In /etc/default/tomcat4 uncomment the CATALINA_OPTS="-Djava.awt.headless=true
-Xmx128M -server" line and modify the -Xmx setting to 64 MB
so that it looks like CATALINA_OPTS="-Djava.awt.headless=true
-Xmx64M -server" .
Ensure you are using Java 1.4.2 (Currently 1.4.2_10), and not a newer Java 1.5. 1.2.X works only with 1.4.
Check to make sure your swap space is available. A quick way
to check is using the top command.
Version 49.0 is also known as Java 1.5.X. Java 1.4.X is minor version 48.0. Often this is caused by starting with Java 1.5 and then switching back to Java 1.4. You need to clean out your tomcat cache files before you can continue using the web interface.
onms~#/etc/init.d/tomcat4 stop onms~#rm /var/cache/tomcat4/Standalone/localhost/opennms/* -rf onms~#/etc/init.d/tomcat4 start
collectd.log:2006-03-26 18:02:50,279 WARN [SnmpPortal--1] SnmpIfCollector: snmpReceivedPDU: (69.194.166.64) Error during interface SNMP collection for interface /69.194.166.64, SNMP error text: ErrNoSuchName
The 127.0.0.1 needs to be purged from the snmpd.conf. This was an Etch/Sid change that prevents SNMP access from remote hosts.
In /etc/default/snmpd.conf, change
SNMPDOPTS='-Lsd -Lf /dev/null -u snmp -I -smux -p /var/run/snmpd.pid 127.0.0.1'
to:
SNMPDOPTS='-Lsd -Lf /dev/null -u snmp -I -smux -p /var/run/snmpd.pid'
and restart snmpd.
Look for something like java.io.FileNotFoundException: /usr/share/OpenNMS/etc/users.xml
(Permission denied) in your output. If you see something related
to (Permission denied) then you are probably running the Tomcat front-end
under the tomcat4 user. This error is telling you that the tomcat4
user cannot access the specified file (users.xml above) and you must
manually change the permissions to resolve this problem.

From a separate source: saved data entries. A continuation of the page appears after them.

PR #626, opened 2026-07-14
feat(subscribers): membership migration CLI + manager backfill (NPPD-1753)

adekbadek:

Second slice of the admin Subscribers work ([NPPD-1753](https://linear.app/a8c/issue/NPPD-1753)): the WooCommerce Memberships → Access Control **migration tooling**, ported from the standalone `migrate-memberships` drop-in into the plugin as proper WP-CLI classes, plus a new **`backfill-team-managers`** command that restores the group-manager designation the earlier migrator dropped.

Stacked on [#608](https://github.com/Automattic/newspack-workspace/pull/608) (PR 1 — the manager backend); the diff base is that branch and will retarget to `main` once it merges.

**New class** `Newspack\CLI\Teams_Migration` (`includes/cli/class-teams-migration.php`), registered in `class-initializer.php`. CLI classes load only under `WP_CLI`, so there is zero web-request cost. Commands:

- `wp newspack migrate-teams` — migrate active team memberships to group subscriptions. Now **manager-aware**: reads each member's Teams role (`_wc_memberships_for_teams_team_{id}_role`) and promotes `manager`-role members to group managers in the same pass. The summary gains a "Number of Managers" column.
- `wp newspack migrate-team-products` — enable group-subscription settings on team-membership products (verbatim port).
- `wp newspack migrate-manual-members` — create free subscriptions for manually-assigned members.
- `wp newspack backfill-team-managers` **(new)** — for sites already migrated (where the old migrator flattened every member to a plain member): resolves each team's group subscription (its linked active subscription, else an active group subscription owned by the team owner) and promotes each `manager`-role member who is already a group member. Dry-run by default; `--live` to apply. Idempotent.

**Data-layer refactor.** Member adds now route through `Group_Subscription::update_members()` (records the joined-at timestamp the raw drop-in omitted, and auto-enables the group) and manager promotion through `add_manager()`, instead of raw `add_user_meta`. Confirmed these fire only the group cache-reset hook — no data events, ESP sync, or emails. The drop-in duplicated its member-add helper three times; the port dedupes it to one. WooCommerce transactional emails are suppressed during runs that create subscriptions (activating created subscriptions still fires the standard subscription-status actions — noted in the class docblock; prefer a low-traffic window on large migrations).

Reader-guard behaviour: `update_members()` adds readers only, so administrators/editors (who already have full access) are skipped and surfaced in the run output rather than silently written.

⚠️ **Flag for @thomasguillot (seat policy):** the migration maps a team's `_seat_count` to the group `limit` 1:1. WooCommerce Teams counts the owner within `_seat_count`, whereas the group `limit` counts members *in addition to* the owner (capacity = `limit + owner`), so the migrated group ends up one seat more generous than the original team. A tighter `seat_count - 1` mapping was rejected because it collides with `0 = unlimited` at a single seat and would diverge from the already-migrated sites. Kept the generous mapping (it never locks out an existing member) and documented it in-code — but the intended seat semantics are your call, same axis as the seat question flagged in #608.

`migrate-membership-gates` (the Memberships-plan → content-gate migration in the drop-in) is intentionally **not** ported here — it splits into a follow-up PR.

1. On a WooCommerce + Subscriptions + WC Memberships for Teams site, confirm the commands register: `wp newspack --help | grep migrate` shows all four, and `wp newspack backfill-team-managers --help` renders.
2. On a site that has already been migrated to group subscriptions, pick a group subscription whose team had a `manager`-role member. Run `wp newspack backfill-team-managers` (dry-run) — the summary lists the manager under "Would Add" and writes nothing. Run `wp newspack backfill-team-managers --live` — the member is promoted; confirm with `Group_Subscription::get_managers()`. Re-run `--live`: "Already Managers" is counted, "Added" is 0 (idempotent).
3. For a team still linked to an active group subscription, `wp newspack migrate-teams --skip-unlinked --dry-run` reports the members it would add and the managers it would promote (new "Number of Managers" column), writing nothing.
4. Run the suite from `plugins/newspack-plugin`: `n test-php --filter Test_Teams_Migration` (11 green) and `n test-php --group WooCommerce_Subscriptions_Integration` (100 green).

A narrated terminal walkthrough of the backfill (dry-run → live → idempotent re-run) and the manager-aware `migrate-teams` dry-run, recorded against a local env, is attached below.

### Other information:

Part of [NPPD-1753](https://linear.app/a8c/issue/NPPD-1753).


thomasguillot:
> the migration maps a team's _seat_count to the group limit 1:1. WooCommerce Teams counts the owner within _seat_count, whereas the group limit counts members in addition to the owner (capacity = limit + owner), so the migrated group ends up one seat more generous than the original team. A tighter seat_count - 1 mapping was rejected because it collides with 0 = unlimited at a single seat and would diverge from the already-migrated sites. Kept the generous mapping (it never locks out an existing member) and documented it in-code — but the intended seat semantics are your call, same axis as the seat question flagged in https://github.com/Automattic/newspack-workspace/pull/608.

Thanks for flagging this. To be clear on intended semantics: the owner should count against the `limit`, not be free on top of it.

So for a group with `limit = 10`:
- 1 owner + 2 managers + 6 members = 9/10 (1 seat free)
- 1 owner + 4 members = 5/10 (5 seats free)

This matches how WooCommerce Teams' `_seat_count` worked, and it's the model I want going forward.

On the `0 = unlimited` collision: rather than changing the unlimited sentinel (which would mean auditing every `limit === 0` check across the codebase, backfilling already-migrated groups, and checking for breaking changes on anything exposing `limit` externally), I'd rather solve it with a floor at migration time:

```
limit = max(seat_count - 1, 1)
```

A solo-owner team (`seat_count = 1`) migrates to `limit = 1` (room for one more person) instead of colliding with `0`/unlimited. This is a much smaller, contained fix — just the migration script, no systemic sentinel change, no backfill, no external breaking-change risk. Worth a code comment explaining why the floor exists so it doesn't get "simplified" back to `seat_count - 1` later.

Separately: a group should never realistically have only 1 seat (owner-only, no room for anyone else) — that's not a meaningful product state. I'd like to enforce a minimum of 2 seats (i.e. `limit >= 1`, since capacity = `limit + 1` for the owner) going forward, so we can't end up with a group that has no room for a single other person.

Can we scope this as: (1) agree `limit` includes the owner, (2) apply the `max(seat_count - 1, 1)` floor in the migration mapping, (3) add minimum-2-seats enforcement going forward? This keeps migrated and native groups consistent without touching the unlimited sentinel.

adekbadek:
@thomasguillot  –  Agreed on the model — owner counts against `limit` (capacity = `limit`), and the floor/min-seats direction is right.

**Mapping.** Whether `_seat_count` includes the owner isn't fixed — WC Teams makes it configurable (`wc_memberships_for_teams_owners_must_take_seat` + a per-purchase "owner takes a seat" toggle). A blanket `seat_count - 1` therefore under-provisions every group — two seats short in the common "owner doesn't take a seat" case, pushing a full team over its new limit. The migration can read it exactly per team (owner is/isn't in the member list):

```
limit = seat_count === 0                          // 0 = unlimited (same sentinel both sides)
      ? 0
      : max( seat_count + ( owner_is_team_member ? 0 : 1 ), 2 );
```

Preserves real capacity, keeps min-2, never strands a member; solo-owner → `limit = 2`. (Your 9/10 counting the 2 managers also settles the open question in #608 — managers stay *inside* the limit, so its enforcement is right as-is.)

**Scope.** I'll put (1) and (3) in #608 — same seat-accounting code it already touches (`get_member_capacity()`, `update_members()`, the limit save), so the model lands in one place. (2), the mapping, stays here — #626 is stacked on #608, so it inherits (1) automatically and lands after. Shout if you'd rather split them out.

plugins/newspack-plugin/includes/cli/class-teams-migration.php
```diff
@@ -0,0 +1,1436 @@
...
+				$created_new = true;
+				if ( ! $dry_run ) {
+					$new_sub = self::create_migration_subscription( $owner_id, $migration_product, $billing_period, $billing_interval, $start_date, $end_date, $errors, $team_id );
+					if ( ! $new_sub ) {
+						$summary[] = self::summary_row( $team_id, 'ERROR', 0, 0, $seat_count, true, $errors );
+						continue;
+					}
+					$subscription = $new_sub;
+				}
+			}
```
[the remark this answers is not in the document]
adekbadek: Fixed in 67bdc7f. Added a guard before the create-new branch: when no reusable subscription resolves and `$migration_product` is null (the --skip-unlinked-without-product-id case, where a team whose linked subscription is inactive/missing isn't skipped), the team is now recorded as an error and skipped instead of fataling on `$migration_product->get_id()`. The guard runs in dry-run too, so the preview no longer claims it would create subscriptions it couldn't.

plugins/newspack-plugin/includes/cli/class-teams-migration.php
```diff
@@ -0,0 +1,1436 @@
...
+			? array_filter( array_map( 'trim', explode( ',', strtolower( $skip_domains ) ) ) )
+			: [];
+
+		if ( ! function_exists( 'wcs_create_subscription' ) ) {
+			WP_CLI::error( 'WooCommerce Subscriptions is not active. Aborting.' );
+		}
+
+		if ( ! $product_id ) {
+			WP_CLI::error( 'Missing required argument: product-id' );
+		}
```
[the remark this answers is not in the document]
adekbadek: Fixed in 67bdc7f. Reworded to 'Missing required option: --product-id=<id>.' to match the named-option contract (and the equivalent message in migrate_teams).

plugins/newspack-plugin/includes/cli/class-initializer.php
```diff
@@ -92,6 +93,12 @@ public static function register_comands() {
 			);
 		}
 
+		// WooCommerce Memberships → Access Control group subscription migration commands.
+		WP_CLI::add_command( 'newspack migrate-teams', [ 'Newspack\CLI\Teams_Migration', 'migrate_teams' ] );
+		WP_CLI::add_command( 'newspack migrate-team-products', [ 'Newspack\CLI\Teams_Migration', 'migrate_team_products' ] );
+		WP_CLI::add_command( 'newspack migrate-manual-members', [ 'Newspack\CLI\Teams_Migration', 'migrate_manual_members' ] );
+		WP_CLI::add_command( 'newspack backfill-team-managers', [ 'Newspack\CLI\Teams_Migration', 'backfill_team_managers' ] );
```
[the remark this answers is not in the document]
adekbadek: No change needed — this is a false positive for WP-CLI command registration. WP-CLI instantiates the class for a `[Class, method]` array callable (its CommandFactory reflects the method and calls it on an instance), so no static call happens and no deprecation is emitted. Verified empirically on PHP 8.3: `wp newspack migrate-team-products --dry-run` runs cleanly with no 'Non-static method ... cannot be called statically' fatal (which PHP 8 would throw, not merely deprecate, if it were called statically). This also matches every sibling CLI class in the plugin (Co_Authors_Plus, WooCommerce_Subscriptions, Teams_For_Memberships_Diagnostics), which all register non-static methods the same way; making these four static would diverge from that established convention for no runtime benefit.

adekbadek:
Landed, per the split above:

- **#608** — (1) the owner now counts *against* the limit (capacity = `limit`, not `limit + owner`). `get_member_capacity()` returns the limit and the add/invite gates route through a new `get_member_seat_limit()` helper (`limit − owner_seat`). (3) the 2-seat floor is enforced at the limit-save path (`update_subscription_settings()`), and the product option is relabelled "including owner".
- **#626** — (2) the per-team mapping: `limit = seat_count === 0 ? 0 : max( seat_count + ( owner_is_team_member ? 0 : 1 ), 2 )`, with `owner_is_team_member` read from whether the owner holds a `_member_id` seat. Verified against WC Teams source — `Orders.php` adds the owner to `_member_id` only when they take a seat — so the `+1` fires exactly for owner-takes-no-seat teams, and never strands a member.

Full PHPUnit suites green on both (#608 standalone and #626 stacked); PHPCS clean. #626 was rebased onto the updated #608, so its commits were force-updated.

plugins/newspack-plugin/includes/cli/class-teams-migration.php
```diff
@@ -0,0 +1,1477 @@
...
+				'subtotal'   => 0,
+				'total'      => 0,
+			]
+		);
+
+		$subscription->set_billing_period( $billing_period );
+		$subscription->set_billing_interval( $billing_interval );
+		$dates_to_set = [
+			'start'        => $start_date,
+			'next_payment' => gmdate( 'Y-m-d H:i:s', strtotime( "+$billing_interval $billing_period", strtotime( $start_date ) ) ),
```
dkoo: **Severity:** Suggestion

When `--product-id` is supplied, `replace_subscription_product()` runs on every reused active subscription and sets `next_payment` to one billing interval after the team’s original start date. For any team older than a single interval, that stores a past-due `next_payment` on a live, active subscription — the only guard here is `next_payment >= end_date`, with no floor against a past date. Depending on how WooCommerce Subscriptions handles a past `next_payment`, the subscription can be treated as overdue or have a renewal scheduled/processed immediately instead of preserving its billing schedule. Preserve the existing `next_payment` when reusing the subscription, or compute the next *future* interval, before saving.

**Consider:** the same applies if the site runs Newspack Network as a Node or has webhook endpoints configured — a run-scoped guard that also unhooks the `woo_subscription_updated` dispatcher and the network subscription listener (mirroring the email suppression) would keep the backfill from masquerading as real new-subscription activity.

plugins/newspack-plugin/includes/cli/class-teams-migration.php
```diff
@@ -0,0 +1,1477 @@
...
+					'email'      => $owner->user_email,
+					'country'    => \get_user_meta( $owner_id, 'billing_country', true ),
+				],
+				'billing'
+			);
+		}
+
+		$dates_to_set = [
+			'start'        => $start_date,
+			'next_payment' => gmdate( 'Y-m-d H:i:s', strtotime( "+$billing_interval $billing_period", strtotime( $start_date ) ) ),
```
dkoo: **Severity:** Suggestion

`create_migration_subscription()` uses the same `start + interval` formula off the team’s original start date, so a newly-created subscription for an old team also gets a past `next_payment`. Relatedly, `normalise_date()` on `_membership_end_date` does not filter past dates, so an already-expired team is activated with an end date in the past — whereas `migrate-manual-members` guards this (`$has_end_date = ... && strtotime( $end_date ) > time()`). Worth aligning the two creation paths: apply the same future-date guard, or explicitly decide expired teams migrate as expired. As written this surfaces as noisy caught `update_dates` errors on real data.

plugins/newspack-plugin/includes/cli/class-teams-migration.php
```diff
@@ -0,0 +1,1477 @@
...
+			]
+		);
+	}
+
+	/**
+	 * Suppress WooCommerce transactional emails during migration.
+	 *
+	 * @return void
+	 */
+	private static function suppress_woocommerce_emails() {
```
dkoo, line 1447: **Severity:** Suggestion

`suppress_woocommerce_emails()` unhooks four WooCommerce email filters, but `update_status('active')` on every created subscription still fires `woocommerce_subscription_status_updated`/`_changed`. Newspack’s data-events listener turns those into dispatched `woo_subscription_updated` events (one per line item), which reach the Webhooks dispatcher and — on a Network Node — the Hub subscription-sync listener. On a bulk run this emits a burst of external activity for what is really a data backfill. The class docblock already discloses this and recommends a low-traffic window; flagging it so the external-sync dimension is explicit.

**Consider:** if `migrate-manual-members` is run more than once against the same plans, every member gains a duplicate active $0 subscription because creation is unconditional — beyond the dry-run-first guidance, skipping a member who already owns an active migration-created subscription for the same product would make it safe to re-run.

plugins/newspack-plugin/includes/cli/class-teams-migration.php
```diff
@@ -0,0 +1,1477 @@
...
+		}
+
+		// Suppress WooCommerce emails to avoid spamming customers during migration.
+		self::suppress_woocommerce_emails();
+
+		$teams = \get_posts(
+			[
+				'post_type'      => 'wc_memberships_team',
+				'post_status'    => 'publish',
+				'posts_per_page' => -1,
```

bash#chown tomcat4 /usr/share/opennms/etc/users.xml
There is more information on running Tomcat as the tomcat4 user
in the installation section
<@@ref>tomcaton tomcat.
This is likely a corrupt Tomcat cache. To clear the cache and restart the GUI:
bash#/etc/init.d/tomcat4 stop
bash#rm -rf /var/cache/tomcat4/*
bash#/etc/init.d/tomcat4 start
Your devices may have many (hundreds or thousands) of interfaces due to VOIP dial peers. On Cisco devices (AS5300s) the SNMP process will timeout if the interface table is too long. SNMP views can be used to limit what SNMP interfaces are made available to ONMS. Limiting this information will allow ONMS to gather a complete (but restricted) interface table.